This exercise calls for copying every line below that holds the word "group".

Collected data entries
============================================================

PR #5830, opened 2015-05-27
[porn91] Add new extractor for 91porn.com

PeterDing:
An extractor for 91porn.com -- A popular Chinese amateur porn site.

[WARN] 91porn.com has a limit for downloading, one ip could download 10 videos among 24h.

-----

This one will be good.

### DIFF
--- a/youtube_dl/extractor/porn91.py
+++ b/youtube_dl/extractor/porn91.py
@@ -2,7 +2,6 @@
 from __future__ import unicode_literals
 
 import re
-import json
 
 from ..compat import compat_urllib_parse
 from .common import InfoExtractor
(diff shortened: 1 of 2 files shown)


yan12125:
FYI: [```_search_regex```](https://github.com/rg3/youtube-dl/blob/master/youtube_dl/extractor/common.py#L526)/[```_html_search_regex```](https://github.com/rg3/youtube-dl/blob/master/youtube_dl/extractor/common.py#L560) is more robust than ```re.search```. Please consider using these helper functions.

youtube_dl/extractor/porn91.py
```diff
@@ -0,0 +1,63 @@
...
+        title = title.replace('\n', '')
+
+        # get real url
+        n1 = self._search_regex(
+            r'so.addVariable\(\'file\',\'(?P<n1>\d+)\'', webpage, 'n1')
+        n2 = self._search_regex(
+            r'so.addVariable\(\'seccode\',\'(?P<n2>.+?)\'', webpage, 'n2')
+        n3 = self._search_regex(
+            r'so.addVariable\(\'max_vid\',\'(?P<n3>\d+)\'', webpage, 'n3')
+        if not (n1 and n2 and n3):
```
yan12125: ```_search_regex``` raises a ```RegexNotFoundError``` if the given pattern is not found. As a result, this checking does not work.

youtube_dl/extractor/porn91.py
```diff
@@ -0,0 +1,63 @@
...
+    def _real_extract(self, url):
+        mobj = re.match(self._VALID_URL, url)
+        video_id = mobj.group('id')
+        url = 'http://91porn.com/view_video.php?viewkey=%s' % video_id
+        self._set_cookie('91porn.com', 'language', 'cn_CN')
+        webpage = self._download_webpage(url, video_id, "get HTML content")
+        title = self._search_regex(
+            r'<div id="viewvideo-title">(?P<title>.+?)</div>',
+            webpage, 'title', flags=re.DOTALL)
+        assert title
```
yan12125: It's not necessary because ```_search_regex``` already raises exceptions in failure.

yan12125:
Thanks for the extractor. Merged with some modifications.

yan12125:
Would you like to be listed in [AUTHORS](https://github.com/rg3/youtube-dl/blob/master/AUTHORS)? If so, under what name?

PeterDing:
@yan12125 It is honor, you can call me Peter Ding.

yan12125:
Thanks. Done in 4053ee9104cd7669f749a267dc2c2a1725ca188b

PR #5833, opened 2015-05-28
[youku] update youku

PeterDing:
Now, the old script gets invalid video_urls, because youku changed its algorithm.  
The commit updates algorithm, generating valid video_urls.  

------

Getting video_url directly from api and algorithm, not from m3u8 file which has incomplete video_url.

### DIFF
--- a/youtube_dl/extractor/youku.py
+++ b/youtube_dl/extractor/youku.py
@@ -1,13 +1,15 @@
 # coding: utf-8
 from __future__ import unicode_literals
 
-import sys
-pyvs = sys.version_info[0]
 import re
 import base64
 
 from .common import InfoExtractor
 from ..utils import ExtractorError
+
+from ..compat import compat_urllib_parse
+
+bytes_is_str = (bytes == str)  # for compatible
 
 class YoukuIE(InfoExtractor):
     IE_NAME = 'youku'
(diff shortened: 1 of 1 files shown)


youtube_dl/extractor/youku.py
```diff
@@ -1,123 +1,215 @@
 # coding: utf-8
-
 from __future__ import unicode_literals
 
-import math
-import random
+import sys
+pyvs = sys.version_info[0]
```
yan12125: It's better to put all Python 2/3 compatibility codes to [compat.py](https://github.com/rg3/youtube-dl/blob/master/youtube_dl/compat.py)

youtube_dl/extractor/youku.py
```diff
@@ -1,123 +1,215 @@
...
+            ep = ep.replace('=', '%2D')
+            return ep
+
+        # generate video_urls
+        video_urls_dict = {}
+        for format in data1['streamtypes']:
+            video_urls = []
+            for dt in data1['segs'][format]:
+                n = str(int(dt['no']))
+                video_url = \
```
yan12125: It's better to use ```compat_urllib_parse.urlencode``` in this line. One of the benefits is that there is no need to escape ep in ```generate_ep()``` anymore.

yan12125:
Thanks @PeterDing. Merged with a few modifications.

PR #5849, opened 2015-05-30
[iqiyi] Add new extractor for iqiyi.com

PeterDing:
I use the method that @jackyzy823 found at [here](https://github.com/jackyzy823/you-get/blob/iqiyi-key-again/src/you_get/extractors/iqiyi.py) to generate iqiyi video_url.
Also, I got this [permission](https://github.com/soimort/you-get/pull/523) to use his algorithm to code.
If there is a copyright problem, let me know.
@yan12125

### DIFF
--- a/youtube_dl/extractor/iqiyi.py
+++ b/youtube_dl/extractor/iqiyi.py
@@ -1,0 +1,214 @@
+# coding: utf-8
+
+from __future__ import unicode_literals
+
+from .common import InfoExtractor
+
+from ..compat import (
+    compat_chr,
+    compat_parse_qs,
+    compat_urllib_parse,
+    compat_urllib_request,
+    compat_urlparse,
+    compat_str,
+)
+
+from ..utils import ExtractorError
+
+import re
+import time
+import json
+import uuid
+import math
+import random
+import zlib
+import hashlib
+
+class IqiyiIE(InfoExtractor):
+    IE_NAME = 'iqiyi'
+
+    _VALID_URL = r'http://(?:www\.)iqiyi.com/.+?\.html'
+
+    _TEST = {
+            'url': 'http://www.iqiyi.com/v_19rrojlavg.html',
+            'md5': '260f0f59686e65e886995d0ba791ab83',
+            'info_dict': {
+                'id': '9c1fb1b99d192b21c559e5a1a2cb3c73',
+                'title': '美国德州空中惊现奇异云团 酷似UFO',
+                'ext': 'f4v'
+            }
+    }
+
+    def construct_video_urls(self, data, video_id, _uuid):
+        def do_xor(x, y):
+            a = y % 3
+            if a == 1:
+                return x ^ 121
+            if a == 2:
+                return x ^ 72
+            return x ^ 103
+
+        def get_encode_code(l):
+            a = 0
+            b = l.split('-')
+            c = len(b)
+            s = ''
+            for i in range(c - 1, -1, -1):
+                a = do_xor(int(b[c-i-1], 16), i)
+                s += chr(a)
+            return s[::-1]
+
+        def get_path_key(x):
+            mg = ')(*&^flash@#$%a'
+            tm = self._download_json(
+                'http://data.video.qiyi.com/t?tn=' + str(random.random()), video_id)['t']
+            t = str(int(math.floor(int(tm)/(600.0))))
+            return hashlib.md5(
+                 (t+mg+x).encode('utf8')).hexdigest()
+
+        video_urls_dict = {}
+        for i in data['vp']['tkl'][0]['vs']:
+            if 0 < int(i['bid']) <= 10:
+                format_id = self.get_format(i['bid'])
+
+            video_urls_info = i['fs']
+            if not i['fs'][0]['l'].startswith('/'):
+                t = get_encode_code(i['fs'][0]['l'])
+                if t.endswith('mp4'):
+                    video_urls_info = i['flvs']
+
+            video_urls = []
+            for ii in video_urls_info:
+                vl = ii['l']
+                if not vl.startswith('/'):
+                    vl = get_encode_code(vl)
+                key = get_path_key(
+                    vl.split('/')[-1].split('.')[0])
+                filesize = ii['b']
+                base_url = data['vp']['du'].split('/')
+                base_url.insert(-1, key)
+                base_url = '/'.join(base_url)
+                param = {
+                    'su': _uuid,
+                    'qyid': uuid.uuid4().hex,
+                    'client': '',
+                    'z': '',
+                    'bt': '',
+                    'ct': '',
+                    'tn': str(int(time.time()))
+                }
+                api_video_url = base_url + vl + '?' + \
+                    compat_urllib_parse.urlencode(param)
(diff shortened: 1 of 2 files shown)


youtube_dl/extractor/iqiyi.py
```diff
@@ -0,0 +1,242 @@
...
+        cn = zlib.decompress(cn[8:])
+        pt = re.compile(b'MixerRemote\x08(?P<enc_key>.+?)\$&vv')
+        enc_key = self._search_regex(pt, cn, 'enc_key').decode('utf8')
+        return enc_key
+
+    def _real_extract(self, url):
+        webpage = self._download_webpage(
+            url, 'temp_id', note='download video page')
+        tvid = self._search_regex(
+            r'tvId ?= ?(\'|\")(?P<tvid>\d+)', webpage, 'tvid', flags=re.I, group='tvid')
```
yan12125: Is it necessary to use ```re.I``` here? The test case uses "tvid" (all lowercase). Do you have an example that uses "tvId"?

youtube_dl/extractor/iqiyi.py
```diff
@@ -0,0 +1,242 @@
...
+            r'videoId ?= ?(\'|\")(?P<video_id>[a-z\d]+)',
+            webpage, 'video_id', flags=re.I, group='video_id')
+        swf_url = self._search_regex(
+            r'(?P<swf>http://.+?MainPlayer.+?\.swf)', webpage, 'swf')
+        _uuid = uuid.uuid4().hex
+
+        enc_key = self.get_enc_key(swf_url, video_id)
+
+        raw_data = self.get_raw_data(tvid, video_id, enc_key, _uuid)
+        assert raw_data['code'] == 'A000000'
```
yan12125: What's the error indicated by ```raw_data['code'] != 'A000000'```? It's better to give an informational message.

youtube_dl/extractor/iqiyi.py
```diff
@@ -0,0 +1,242 @@
...
+        if not raw_data['data']['vp']['tkl']:
+            raise ExtractorError('No support iQiqy VIP video')
+
+        data = raw_data['data']
+
+        title = data['vi']['vn']
+
+        format = self._downloader.params.get('format', None)
```
yan12125: Extractors should extract information of all possible formats, not the specified format only. Instead, ```YoutubeDL``` class handles format selection.

youtube_dl/extractor/iqiyi.py
PeterDing: http://www.iqiyi.com/v_19rrhnnclk.html
```javascript
33:  Q.PageInfo.playPageInfo = {
34:    albumId: 167419,
35:    tvId: 265686500,
36:    cid: 4,
```

youtube_dl/extractor/iqiyi.py
```diff
@@ -0,0 +1,242 @@
...
+
+            video_urls_info = i['fs']
+            if not i['fs'][0]['l'].startswith('/'):
+                t = get_encode_code(i['fs'][0]['l'])
+                if t.endswith('mp4'):
+                    video_urls_info = i['flvs']
+
+            if int(i['bid']) != int(bid):  # ignore missing match format
+                video_urls.extend(
+                    [('http://example.com/v.flv', ii['b']) for ii in video_urls_info])
```
yan12125: What's the purpose of http://example.com/v.flv here? It always gives a 404 error and I think it's unrelated to iQiyi

youtube_dl/extractor/iqiyi.py
yan12125: There's a line in the this page:
```
data-player-tvid="265686500"
```
As a result, I think ```r'tvid ?= ?(\'|\")(?P<tvid>\d+)'``` without ```re.I``` is enough. (And I would recomment ```r'data-player-tvid\s*=\s*[\'\"](?P<tvid>\d+)'``` for accuracy.) Do you have a page with ```tvId: (tvid)``` only and no ```data-player-tvid="(tvid)"``` line?

youtube_dl/extractor/iqiyi.py
PeterDing: iqiyi sets an expiring timeout (10min) for each generated video link.
And It spends seconds to request information for one video format. If all formats video links be requested, it may be taken minutes.
Usually, people just need one video format, so I let others format video urls to be 'http://example.com/v.flv' and sizes to be original for YoutubeDL.

youtube_dl/extractor/iqiyi.py
PeterDing: No, I do not find. 'data-player-tvid' is fine.

youtube_dl/extractor/iqiyi.py
PeterDing: I has no idea for ```raw_data['code'] != 'A000000'```

youtube_dl/extractor/iqiyi.py
yan12125: I see the rationale. However, this approach makes the following command fails:
```
youtube-dl --all-formats --verbose "http://www.iqiyi.com/v_19rrojlavg.html"
```
It's indeed a problem if the video URL expires too fast. I'll examine the situation.

yan12125: I've tested a generated link and it's still valid after 2.5 hours:
```
$ youtube-dl --get-url test:iqiyi
http://netcncoversea.inter.iqiyi.com/videos/v0/20150528/85/88/721ec4cc33c0ba0a1346c9908859b2fe.f4v?key=099dbd891d07e1f4894d646b70b40cc31&src=iqiyi.com&client=&su=a2ff7a1614f1417c91d9051cc28a03b4&ct=&bt=&qyid=c4bef4174a6446ec841471393a573b3a&z=&tn=1433347310&uuid=8c70f791-556f2524-39
```
(This command is run at Thu 04 Jun 2015 12:01:47 AM CST GMT+8:00)
So I think it's OK to fetch all formats.

It's a good idea to fetch only specified formats, but your approach is not robust enough. Format selection of youtube-dl is a complicated process (see [Format selection](https://github.com/rg3/youtube-dl#format-selection) ). [Sohu extractor](https://github.com/rg3/youtube-dl/blob/master/youtube_dl/extractor/sohu.py) suffers from the same problem, too. Before a really robust approach emerges, individual extractors should extract all possible information.

PeterDing: It works.
If there is no expiration, extracting all formats will make sense. But the cost is more time to wait to fetch video_urls.

yan12125:
Thanks for the work. I've merged with several modifications. The most important one is that I remove format selection codes (in 7012620e2b9355d25ddfc855fc5990af938f04d8). If you have a better approach to reduce network traffic, feel free to open a new PR or a new issue for discussion.

dstftw:
I guess we should also ask @jackyzy823 if he/she wants to be credited as the original author.

yan12125:
It's a good idea. Asked in https://github.com/soimort/you-get/pull/523#issuecomment-111564183. Listed in iqiyi.py or AUTHORS?

dstftw:
There is only one place we put credits into - AUTHORS.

============================================================

* Task output
+        video_id = mobj.group('id')
+            r'tvId ?= ?(\'|\")(?P<tvid>\d+)', webpage, 'tvid', flags=re.I, group='tvid')
+            webpage, 'video_id', flags=re.I, group='video_id')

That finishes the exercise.